● **WHAT YOU WILL DO**:
From the entries that follow, copy each line containing the word "setter".

● **WORKING DATA**:
PR #849, opened 2021-02-12
allow shortcircuit for pyme-cluster:///

barentine:
Addresses issue `unifiedIO.local_or_temp_filename('pyme-cluster:///something') will not work if you have a localserverfilter config'd, which is I think more cruel than we need to be there - if you specify you want it from a given cluster fine, but if you don't include it that's just annoying

enhancement
**Proposed changes:**

**Checklist:**

- [x] Tested with numpy=1.19 and 3.7


David-Baddeley:
We could also consider using the `serverfilter in name` logic that is used elsewhere in clusterIO (rather than testing for equality or '')

Issue #822, opened 2021-02-04
[ENHANCEMENT] retries on failed software trigger frames


barentine:
**Is your feature request related to a problem? Please describe.**
A clear and concise description of what the problem is. Ex. I'm always frustrated when the ocassional tile overview locks on
```
DEBUG:PYME.Acquire.HTTPSpooler:Starting spooling: Bergamot/2021_2_2/EMC0104S3_4/D4.pcs
'http://10.150.7.4:15348/Bergamot/2021_2_2/EMC0104S3_4/D4.pcs/metadata.json'
INFO:PYME.Acquire.htsms.rule_ui:protocol name : htsms-tile
DEBUG:PYME.Acquire.Utils.pointScanner:Current positions: {'x': 36000.0, 'x_target': 36000.0, 'y': 27000.0, 'y_target': 27000.0, 'z': 49.9697, 'z_target': 50.0}
Warning: not keeping up with camera, giving up with 0 frames still in buffer
nse
ERROR:PYME.Acquire.Hardware.HamamatsuDCAM.HamamatsuORCA:DCAM error for dcamwait_start with return value -2147482879: Lost Frame detected!
```

**Describe the solution you'd like**
when this happens it can be rescued through the shell with
```
scope.frameWrangler.stop()
scope.frameWrangler.Prepare()
scope.frameWrangler.start()
scope.cam.FireSoftwareTrigger()
```
I do not know how necessary the framewrangler restart is, but in the past when we've tried simply pausing and following with another software trigger we haven't had much luck. If I hit this again I'll try just with the trigger first and see what happens.

**Describe alternatives you've considered**
failure

David-Baddeley:
a couple of quick thoughts:

- it would probably be good to handle this on the DCAM side
- might be worth replacing the `logger.error(...)` call on line 349 of HamamatsuORCA with `logger.exception()` so we get a traceback and a slightly more informative message.
- potential options for handling on the camera end would be:
    - call `fire_trigger()`again if in triggered mode??
    - return a null frame
    - propagate the exception upwards

for error checking, in the camera driver it might be worth refactoring `DCAMException` as, e.g. `DCAMException(fn, ret_val, message='')`, and keeping `ret_val` as, e.g. an `.error_code` attribute so that the exception handler can check the error code before deciding whether to ignore or propagate the exception.

[...]

PR #850, opened 2021-02-12
move metadata / event pushing in HTTPSpooler into doStopLog

barentine:
Addresses issue race condition mentioned in #822 .

**Proposed changes:**
- move metadata and events put into doStopLog. This moves them into `Spooler.StopSpool` rather than after, but importantly puts them after disconnecting from frame source, after protocol.finish() which can still generate events, but _before_ `self.spoolOn = False`.

**Checklist:**

- [x] Tested

### DIFF
--- a/PYME/Acquire/HTTPSpooler.py
+++ b/PYME/Acquire/HTTPSpooler.py
@@ -236,6 +236,26 @@ class Spooler(sp.Spooler):
         else:
             clusterIO.put_file(self.seriesName + '/metadata.json', self.md.to_JSON().encode(), serverfilter=self.clusterFilter)
     
+    def doStopLog(self):
+        sp.Spooler.doStopLog(self)
+        # save events and final metadata
+        # TODO - use a binary format for saving events - they can be quite
+        # numerous, and can trip the standard 1 s clusterIO.put_file timeout.
+        # Use long timeouts as a temporary hack because failing these can ruin
+        # a dataset
+        if self._aggregate_h5:
+            clusterIO.put_file('__aggregate_h5/' + self.seriesName + '/final_metadata.json',
+                               self.md.to_JSON().encode(), self.clusterFilter)
+            clusterIO.put_file('__aggregate_h5/' + self.seriesName + '/events.json',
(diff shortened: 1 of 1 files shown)


barentine:
note that this also avoids the events/rule pushing race condition I ran into without any clusterpzfdatasource special casing

David-Baddeley:
Unfortunately this might not work as intended as the existence of `final_metadata.json` / `events.json` is used in pushers to confirm whether spooling is complete (and, by inference, is assumed to occur **after** all the frames have been pushed). 

Hard to be 100% certain if this will cause any issues, but there is a small chance that it will give rise to yet another race condition down the track. It might be safer to leave writing these files where it is and add a new `spool_complete` flag to check in the return from `StartSpooling()` instead. Will see if I can quickly pull together an alternative.

barentine:
ah, I see your point. I do kind of think this is still the right place to push the events/metadata though, and wonder if it should just be combined with a spool_complete signal for the pushers to connect?

David-Baddeley:
making the pushers aware of the spooler completion (rather than relying on file existence checks) is on the TODO list, and would be nice, but will only ever work for pushers which are in-process - and not for pushers which are running elsewhere - e.g. triggered from ClusterUI, or from the ruleserver, e.g.,  with a rule that monitors directories for changes (If you notice the rule structure, `IntegerIDRule` is currently the only rule type implemented on the ruleserver, but it derives from a `Rule` base class for a reason- the long term plan has always been to add GLOB based rules - i.e. generate tasks for all files matching this pattern - as well).

barentine:
I guess I don't see how we're answering anything other than in-process pushers right now? A non in-process pusher e.g. on clusterUI will still check for the events file

--edit-- sorry, this was completely missing your last point. I'm there now!

David-Baddeley:
And a non in-process pusher will be fine as long as the events and/or
metadata files land after the frames. Changing that order will mess up non
in process pushers.

David-Baddeley:
Closing as issue addressed in #857 in a slightly safer / more paranoid way

PR #858, opened 2021-02-16
Test fixes

David-Baddeley:
Addresses issue fix a bunch of broken tests


David-Baddeley:
merged early as it also fixes #861

PR #860, opened 2021-02-16
clusterUI upload files and glob select files url fix

barentine:
Addresses issue #803.

### DIFF
--- a/PYME/cluster/clusterUI/clusterbrowser/views.py
+++ b/PYME/cluster/clusterUI/clusterbrowser/views.py
@@ -110,7 +110,7 @@ def upload(request, directory):
     request.upload_handlers.insert(0, TemporaryFileUploadHandler(request))
     return upload_files(request, directory)
 
-@csrf_protect
+@csrf_exempt
 def upload_files(request, directory):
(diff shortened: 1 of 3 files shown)


PYME/cluster/clusterUI/clusterbrowser/views.py
```diff
@@ -110,7 +110,7 @@ def upload(request, directory):
     request.upload_handlers.insert(0, TemporaryFileUploadHandler(request))
     return upload_files(request, directory)
 
-@csrf_protect
+@csrf_exempt
```
David-Baddeley: This is definitely not something we should be exempting (the fact that we had specifically asked to protect it might be a clue). In practice we should probably protect this endpoint better - i.e. enforce authentication once that is fully rolled out.

barentine: re:clues `upload` just above it is exempt

David-Baddeley:
```suggestion
@csrf_protect
```
```suggestion
@csrf_exempt
```

Issue #861, opened 2021-02-16
[BUG] cannot open h5r files


csoeller:
**Describe the bug**
Hi @David-Baddeley, @barentine, @zacsimile, I am not sure if I have a hosed installation or if something changed in latest git. Opening any `.h5r` I now get:

```
Traceback (most recent call last):

  File "/Users/csoe002/opt/anaconda2/envs/pyme-default-plain/lib/python2.7/site-packages/wx-3.0-osx_cocoa/wx/_misc.py", line 1367, in Notify

    self.notify()

  File "/Users/csoe002/opt/anaconda2/envs/pyme-default-plain/lib/python2.7/site-packages/wx-3.0-osx_cocoa/wx/_core.py", line 16869, in Notify

    self.result = self.callable(*self.args, **self.kwargs)

  File "/Users/csoe002/Documents/src/PYME-src/python-microscopy/PYME/LMVis/visCore.py", line 754, in OpenFile

    self.pipeline.OpenFile(filename, **args)

  File "/Users/csoe002/Documents/src/PYME-src/python-microscopy/PYME/LMVis/pipeline.py", line 825, in OpenFile

    self.recipe.execute()

  File "/Users/csoe002/Documents/src/PYME-src/python-microscopy/PYME/recipes/base.py", line 718, in execute

    m.execute(self.namespace)

  File "/Users/csoe002/Documents/src/PYME-src/python-microscopy/PYME/recipes/localisations.py", line 291, in execute

    cached_output.mdh = output.mdh

AttributeError: can't set attribute
```

Nothing to look at in the viewer at this stage, obviously.

**To Reproduce**

Open any `h5r` file.

**Expected behavior**
Not like this.

csoeller:
Looks we need to add a setter for the `mdh` property to the cached class. With that it works again. Patch below.

```patch
diff --git a/PYME/IO/tabular.py b/PYME/IO/tabular.py
index f0f08cbbb..a78b02176 100644
--- a/PYME/IO/tabular.py
+++ b/PYME/IO/tabular.py
@@ -917,6 +917,10 @@ class CachingResultsFilter(TabularBase):
     def mdh(self):
         return self.resultsSource.mdh
 
+    @mdh.setter
+    def mdh(self, mdh):
+        self.resultsSource.mdh = mdh
+
 @deprecated_name('mappingFilter')
 class MappingFilter(TabularBase):
     _name = "Mapping Filter"
```

barentine:
[...]

PR #862, opened 2021-02-16
caching results filter metadata setter

barentine:
Addresses issue #861.

bugfix
**Proposed changes:**

not sure if you envision anything else with the mdh property @David-Baddeley but I needed this on the cluster via git so am submitting @csoeller 's patch while here. Thanks @csoeller !


barentine:
see #858

PR #863, opened 2021-02-17
add file handler to PYMEAcquire logger

barentine:
Addresses issue #853

enhancement
**Proposed changes:**
- get the root logger that we just set up rather than a __file__ logger
- add a rotatingfilehandler to said logger
- try and set file logging to INFO, though seems to still write debug to file...

### DIFF
--- a/PYME/Acquire/PYMEAcquire.py
+++ b/PYME/Acquire/PYMEAcquire.py
@@ -88,7 +88,12 @@ def main():
     
     from PYME import config
     
-    logger = logging.getLogger(__name__)
+    logger = logging.getLogger()
+    fh = logging.handlers.RotatingFileHandler(filename=os.path.join(config.get('dataserver-root'), 'LOGS', 'PYMEAcquire.log'), 
+                                              mode='w', maxBytes=1e6, backupCount=1)
+    fh.setLevel(logging.INFO)
+    logger.addHandler(fh)
+
     parser = OptionParser()
     parser.add_option("-i", "--init-file", dest="initFile",
                       help="Read initialisation from file [defaults to init.py]",


David-Baddeley:
As discussed earlier, PYMEAcquire logging is configured using `logging.json` in the PYMEAcquire directory (or a per-site alternative as specified by an environment variable).

Multiple potential issues with the alternative approach here:
- `logging.getLogger()` should be called with the module name (`__name__`)
- although `dataserver-root` is somewhat special cased with a default, it's probably not a good to rely on any config option being defined. When spooling to a cluster (in particular) it's probably not great to assume that the value of `dataserver-root` has any meaning on the acquisition computer (which is not running a dataserver). It's also a specific parameter for a specific spooling backend, and PYMEAcquire (on a general level) should not rely on anything to do with the specific spoolers beyond actually using them to spool.
- what we'd discussed was making the console log use `logging.INFO` as it's level, and the file logger using `logging.DEBUG`. This is the other way round.

barentine:
Hey David, thanks again for pointing out the file yesterday. It was a long day for me (09 - 01) and in the end I just needed this to work so I could image. With the dictconfig I ran into some confusion over how to set up a filehandler, given it takes a filename and I didn't want to hardcode that in a json. Are you suggesting I should instead just write my own json and use an env variable? I thought we were generally interested in file logging for everyone.

I would think the way we cab get what you want is to dictconfig a debug-level logger as we have now, but add a console handler set to info and a file handler set to debug. Point well taken about dataserver-root, I assume using config['datadir'] or so would be preferable. as to 'should use __name__' in PYMEAcquire I'm not quite sure on that. Would that mean just adding our handlers for the default logger, still using other loggers everywhere, and magically logging'll take care of it for us?

barentine:
While we're not using this PR, I'll note that it had some issues. Note sure if we'll hit this again in the future or not, but suspect clearing out wx/clusterIO 404s on directory listings will go some way
```
--- Logging error ---
  File "c:\Users\Bergamot\Anaconda2\envs\chaos\lib\logging\handlers.py", line 72, in emit
    self.doRollover()
  File "c:\Users\Bergamot\Anaconda2\envs\chaos\lib\logging\handlers.py", line 173, in doRollover
    self.rotate(self.baseFilename, dfn)
  File "c:\Users\Bergamot\Anaconda2\envs\chaos\lib\logging\handlers.py", line 113, in rotate
    os.rename(source, dest)
PermissionError: [WinError 32] The process cannot access the file because it is being used by another process: 'C:\\Users\\Bergamot\\PYMEData\\LOGS\\PYMEAcquire.log' -> 'C:\\Users\\Bergamot\\PYMEData\\LOGS\\PYMEAcquire.log.1'
Call stack:
  File "c:\Users\Bergamot\Anaconda2\envs\chaos\lib\threading.py", line 884, in _bootstrap
    self._bootstrap_inner()
  File "c:\Users\Bergamot\Anaconda2\envs\chaos\lib\threading.py", line 916, in _bootstrap_inner
    self.run()
  File "c:\Users\Bergamot\Anaconda2\envs\chaos\lib\threading.py", line 864, in run
    self._target(*self._args, **self._kwargs)
  File "c:\users\bergamot\code\python-microscopy\PYME\Acquire\frameWrangler.py", line 288, in _poll_loop
    self.onExpReady()
  File "c:\users\bergamot\code\python-microscopy\PYME\Acquire\frameWrangler.py", line 236, in onExpReady
    self.onFrame.send(sender=self, frameData=d)
  File "c:\users\bergamot\code\python-microscopy\PYME\contrib\dispatch\dispatcher.py", line 174, in send
    for receiver in self._live_receivers(sender)
  File "c:\users\bergamot\code\python-microscopy\PYME\contrib\dispatch\dispatcher.py", line 174, in <listcomp>
    for receiver in self._live_receivers(sender)
  File "c:\users\bergamot\code\python-microscopy\PYME\Acquire\HTTPSpooler.py", line 293, in OnFrame
    sp.Spooler.OnFrame(self)
  File "c:\users\bergamot\code\python-microscopy\PYME\Acquire\Spooler.py", line 237, in OnFrame
    self.StopSpool()
  File "c:\users\bergamot\code\python-microscopy\PYME\Acquire\Spooler.py", line 175, in StopSpool
    self.onSpoolStop.send(self)
  File "c:\users\bergamot\code\python-microscopy\PYME\contrib\dispatch\dispatcher.py", line 174, in send
    for receiver in self._live_receivers(sender)
  File "c:\users\bergamot\code\python-microscopy\PYME\contrib\dispatch\dispatcher.py", line 174, in <listcomp>
    for receiver in self._live_receivers(sender)
  File "c:\users\bergamot\code\python-microscopy\PYME\Acquire\SpoolController.py", line 506, in SpoolStopped
    self.onSpoolStop.send(self)
  File "c:\users\bergamot\code\python-microscopy\PYME\contrib\dispatch\dispatcher.py", line 174, in send
    for receiver in self._live_receivers(sender)
  File "c:\users\bergamot\code\python-microscopy\PYME\contrib\dispatch\dispatcher.py", line 174, in <listcomp>
    for receiver in self._live_receivers(sender)
  File "c:\users\bergamot\code\python-microscopy\PYME\Acquire\htsms\rule_ui.py", line 103, in on_spool_stop
    self.on_spool_event('spool stop')
  File "c:\users\bergamot\code\python-microscopy\PYME\Acquire\htsms\rule_ui.py", line 120, in on_spool_event
    logger.info('protocol name : %s' % protocol_name)
Message: 'protocol name : htsms-staggered'
Arguments: ()
```

David-Baddeley:
Hmm, that will be because both the main PYMEAcquire process and the drift correction process end up using the same log file. Will likely effect #896 as well - should turn probably turn logging to file off by default (or find a way of subscripting the log name with the PID).

PR #1500, opened 2024-04-20
Dark mode traits

David-Baddeley:
Very partial solution for issue #1331 .

Introduces a way of monkey-patching traitsui in order to define suitable text editor background colours so that text is visible in dark mode.

PR #1503, opened 2024-05-01
fix code object namespace error in traits patch, note minimum wxpython verison in pip requirements.txt

barentine:
Addresses issue see conversation in #1500 

bugfix
**Proposed changes:**
- import aui_utilities in StepBaseColour. Why is this not needed in Py3.8 on mac? I don't know, but the code object doesn't generally get packaged with context from the module (e.g. the previous import?) and does not have aui_utilities within the namespace when called by wxpython on python 3.7 on windows.
- note the minimum wxpython verison is now 4.1. This will also need to be updated in the PYME conda-recipes repository. 

**Checklist:**
of the TODO list).

### DIFF
--- a/PYME/ui/patch_traitsui.py
+++ b/PYME/ui/patch_traitsui.py
@@ -72,6 +72,9 @@ def StepColour(c, ialpha):
 aui_utilities.StepColour.__code__ = StepColour.__code__
 
 def GetBaseColour():
+    # this import may not be needed on all wxpython / python versions (but is for 4.1 / 3.7)
+    from wx.lib.agw.aui import aui_utilities
+    
     base_colour = wx.SystemSettings.GetColour(wx.SYS_COLOUR_3DFACE)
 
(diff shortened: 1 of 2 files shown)


Yujin-Bao:
I just checked and confirmed it works on my system! Thanks @barentine !

PYME/ui/patch_traitsui.py
```diff
@@ -79,7 +79,8 @@ def GetBaseColour():
     if ((255-base_colour.Red()) +
         (255-base_colour.Green()) +
         (255-base_colour.Blue()) < 60):
-
+        # this import may not be needed on all wxpython / python versions (but is for 4.1 / 3.7)
```
David-Baddeley: can we move this up to line 75?

barentine: of course! Just made the change

David-Baddeley:
Many thanks!

PR #1506, opened 2024-05-07
More py310 compatability fixes

csoeller:
Continuation of #1470 related fixes.

Some further compatibility fixes, mostly explicit float to int conversions for a few more GUI components. I discover these as I go along and thus this may not be the last of these...


David-Baddeley:
Thanks!

PR #1508, opened 2024-05-21
Fix dialog windows in dark mode

zacsimile:
Follow up to #1500. Fix an issue I ran into when adding a `MappingFilter` to the pipeline:

image

image

### DIFF
--- a/PYME/ui/traitsui_constants.py
+++ b/PYME/ui/traitsui_constants.py
@@ -50,7 +50,7 @@ EditableColor = OKColor
 
 #: Color for background of windows (like dialog background color)
 if is_mac:
-    WindowColor = wx.SystemSettings.GetColour(wx.SYS_COLOUR_INFOBK)
+    WindowColor = wx.SystemSettings.GetColour(wx.SYS_COLOUR_3DFACE)
     BorderedGroupColor = wx.Colour(224, 224, 224)
 else:
     WindowColor = wx.SystemSettings.GetColour(wx.SYS_COLOUR_MENUBAR)
--- a/PYME/ui/traitsui_constants.py
+++ b/PYME/ui/traitsui_constants.py
@@ -40,10 +40,7 @@ else:
 ReadonlyColor = wx.Colour(244, 243, 238)
 
 #: Color for background of fields where objects can be dropped
-if is_dark:
-    DropColor = wx.Colour(94, 131, 167)
-else:
-    DropColor = wx.Colour(215, 242, 255)
+DropColor = wx.Colour(215, 242, 255)
 
 #: Color for an editable field
 EditableColor = OKColor
--- a/PYME/ui/traitsui_constants.py
+++ b/PYME/ui/traitsui_constants.py
@@ -50,7 +50,7 @@ EditableColor = OKColor
 
 #: Color for background of windows (like dialog background color)
 if is_mac:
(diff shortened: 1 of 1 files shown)


PYME/ui/traitsui_constants.py
```diff
@@ -43,8 +47,7 @@
 
 #: Color for background of windows (like dialog background color)
 if is_mac:
-    WindowColor = wx.Colour(232, 232, 232)
-    BorderedGroupColor = wx.Colour(224, 224, 224)
+    WindowColor = wx.SystemSettings.GetColour(wx.SYS_COLOUR_WINDOW)
```
David-Baddeley, line 50: We might still need bordered group colour.

PYME/ui/traitsui_constants.py
```diff
@@ -20,6 +20,7 @@
 
 #: Define platform and wx version constants:
 is_mac = sys.platform == "darwin"
+is_dark = wx.SystemSettings.GetAppearance().IsDark()
```
David-Baddeley: We need to wrap this in a `try ... except AttributeError` block to maintain backwards compatibility with older versions of wx (necessary for now for package resolvability / installability)

PYME/ui/traitsui_constants.py
```diff
@@ -43,7 +47,7 @@
 
 #: Color for background of windows (like dialog background color)
 if is_mac:
-    WindowColor = wx.Colour(232, 232, 232)
+    WindowColor = wx.SystemSettings.GetColour(wx.SYS_COLOUR_WINDOW)
```
David-Baddeley: This looks too dark - maybe `SYS_COLOUR_MENUBAR` as on windows ??

zacsimile: MENUBAR is a bit bright in my opinion:

image

zacsimile: `wx.SYS_COLOUR_INFOBK` looks good to me:

image

What do you think?

David-Baddeley: Looks OK, but might be slightly safer as `wx.SYS_COLOUR_3DFACE` (which is what wx uses for panels - so the rest of the dialog). It appears to be numerically the same colour on mac, but who knows if it will be portable ... 

I'll change it.

PYME/ui/traitsui_constants.py
```diff
@@ -43,7 +50,7 @@
 
 #: Color for background of windows (like dialog background color)
 if is_mac:
-    WindowColor = wx.Colour(232, 232, 232)
+    WindowColor = wx.SystemSettings.GetColour(wx.SYS_COLOUR_INFOBK)
```
David-Baddeley:
```suggestion
    WindowColor = wx.SystemSettings.GetColour(wx.SYS_COLOUR_3DFACE)
```

PYME/ui/traitsui_constants.py
zacsimile: Sounds good. How do you know that `wx` uses `SYS_COLOUR_3DFACE` for panels? I've been looking at https://docs.wxpython.org/wx.SystemColour.enumeration.html to figure out these colorings. All I see there is that `SYS_COLOUR_3DFACE` is a synonym for `SYS_COLOUR_BTNFACE`, which is the face shading color on push buttons. Is there better documentation somewhere else?

PR #1509, opened 2024-05-28
Fix for performance issue with remote spooling

David-Baddeley:
Fixes issue where a performance degradation was noticed after triggering a remote acquisition due to the polling cost of checking whether it was complete. @Yujin-Bao - let me know if this helps

Also has a few minor tweaks related to .hdf flushing (the fairly paranoid flushing of events was causing looking issues in the hdf library and decresasing performance)

### TODOs.

- Change to using long polling for remote acquisitions to lower the overhead further (as it could be an issue for simultaeneous acquisitions).

### DIFF
--- a/PYME/Acquire/ActionManager.py
+++ b/PYME/Acquire/ActionManager.py
@@ -238,6 +238,7 @@ class ActionManager(object):
             try:
                 self.currentTask.finalise(self.scope())
                 self.currentTask = None
+                self.isLastTaskDone = None # prevent us from continuing to poll the last task if it's done
             except AttributeError:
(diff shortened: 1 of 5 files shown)


Yujin-Bao:
Thanks for fixing the issue! Unfortunately the issue remains the same and I am still not sure what causes that. By the way, I think it probably would be better to include the change made in PR#1503 to fix the `wxPython` issue: adding a line `from wx.lib.agw.aui import aui_utilities` to line 75 in `patch_traitsui.py` (or probably it would not matter since the change has been merged?).

PR #1511, opened 2024-05-29
Add a protocol for fluorescence capturing

Yujin-Bao:
This contains a bugfix and an enhancement. The bugfix is for an attribute error due to a naming issue when adding a protocol. The enhancement is a simple protocol that automatically turns the laser on/off before/after the fluorescence acquisition.


csoeller:
Hi @Yujin-Bao , @David-Baddeley can probably better judge if this protocol is worth adding to the general distribution. I just wanted to check if you are aware of the `PYME.config` support for adding local protocols, see `pydoc PYME.config`. We maintain our custom protocols in a github repo for site configuration and install that on all acquisition computers. This takes care of the fact that it is very difficult to build a large set of generally useful protocols, often one needs local tweaking for specific requirements.

David-Baddeley:
Sorry about not mentioning it yesterday - as @csoeller has alluded, protocols generally belong on the local computer (potentially in a separate repository, but could also be an untracked local file).

The default place to store machine specific protocols is `<your home directory>\.PYME\protocols` (if keeping protocols in a local repository so as to have version control, you can symlink the protocols into here).

The caveat is that protocols may be added to the main repository if they are likely to be a useful example for people setting up a new system. There are a few protocols in the main repository which are in the repo mainly as historical artifacts, and which should probably be removed (although I won't be aggressively removing as there is something to be said for having a wide range of protocols for people to draw from). As there are plenty of examples of turning lasers on and off in the protocols we already have, so I don't think the new protocol warrants inclusion.

Yujin-Bao:
Thanks for the reminder @csoeller @David-Baddeley ! I should have asked first before making this pull request - I had a feeling that this protocol might not worth an inclusion but I still made the change together with the bugfix. I will make some adjustment according your suggestions and have another look at the bugfix on my scope computer. I will update or close this PR and let you know!

Yujin-Bao:
I have removed the protocol out of the repo, but it still needs the bugfix to run. Shall we still merge this PR as a small bugfix? Thanks!

PR #1512, opened 2024-05-31
protocol termination - adjust OnFinish logic so that any non-termination tasks are skipped

csoeller:
Addresses issue that stopping a protocol run before all commands have been processed just runs through all remaining tasks.

A bit of both, opinions on this may differ.

**Proposed changes:**

The logic is changed so that only proper "termination tasks" are executed when stopping a run. All other tasks are discarded and this is mentioned in a warning that is logged.

For most protocols only those asks with a `when` property equal to `maxint` are typically the remaining tasks when a run is stopped (most tasks happen early in the run). As such, implicitly, tasks with a `when` property equal to `maxint` can be regarded as termination tasks. This patch makes this treatment more literally and also proposes an `on_finish` symbol to mark such tasks explicitly, currently just a synonym for `maxint` but the implementation could change in future if needed, thus putting more emphasis on semantics as compared to `maxint`.

Notably, with the explicit treatment of termination tasks, it is generally straightforward to include a few such tasks in every protocol to ensure the system is left in a defined state (lasers off, piezo returned, shutter closed etc) when stopped before all tasks have been excecuted.

**Checklist:**
Checked on a running acquisition system with a PALM type protocol that involves many laser switches...

### DIFF
--- a/PYME/Acquire/protocol.py
+++ b/PYME/Acquire/protocol.py
@@ -29,6 +29,10 @@ logger = logging.getLogger(__name__)
 from PYME import config
 
 from sys import maxsize as maxint
+# more semantically explicit synonym for maxint
+# implying that tasks with a `when` property of maxint are excecuted upon finishing the protocol
+# e.g. after the stop button is pressed or an explicit stop task was executed
+on_finish = maxint
 
 #minimal protocol which does nothing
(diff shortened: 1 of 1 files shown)


David-Baddeley:
Thanks!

● **REPLY**:
Looks we need to add a setter for the `mdh` property to the cached class. With that it works again. Patch below.
+    @mdh.setter
caching results filter metadata setter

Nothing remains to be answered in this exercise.